(What is expected):
Without omitting anything, retype the data that follows.

(Supplied entries):
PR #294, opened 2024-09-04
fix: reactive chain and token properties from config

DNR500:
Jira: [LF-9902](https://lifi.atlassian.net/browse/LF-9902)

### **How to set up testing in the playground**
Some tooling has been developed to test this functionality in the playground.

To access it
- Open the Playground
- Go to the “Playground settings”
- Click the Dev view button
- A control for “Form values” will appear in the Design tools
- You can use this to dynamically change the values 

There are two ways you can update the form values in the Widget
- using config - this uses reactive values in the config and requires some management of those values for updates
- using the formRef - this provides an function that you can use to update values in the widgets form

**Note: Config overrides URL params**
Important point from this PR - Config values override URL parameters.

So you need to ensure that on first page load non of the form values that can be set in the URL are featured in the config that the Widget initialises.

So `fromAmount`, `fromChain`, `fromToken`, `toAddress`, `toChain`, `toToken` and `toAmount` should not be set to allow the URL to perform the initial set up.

(Solution):
PR #294, opened 2024-09-04
fix: reactive chain and token properties from config

DNR500:
Jira: [LF-9902](https://lifi.atlassian.net/browse/LF-9902)

### **How to set up testing in the playground**
Some tooling has been developed to test this functionality in the playground.

To access it
- Open the Playground
- Go to the “Playground settings”
- Click the Dev view button
- A control for “Form values” will appear in the Design tools
- You can use this to dynamically change the values 

There are two ways you can update the form values in the Widget
- using config - this uses reactive values in the config and requires some management of those values for updates
- using the formRef - this provides an function that you can use to update values in the widgets form

**Note: Config overrides URL params**
Important point from this PR - Config values override URL parameters.

So you need to ensure that on first page load non of the form values that can be set in the URL are featured in the config that the Widget initialises.

So `fromAmount`, `fromChain`, `fromToken`, `toAddress`, `toChain`, `toToken` and `toAmount` should not be set to allow the URL to perform the initial set up.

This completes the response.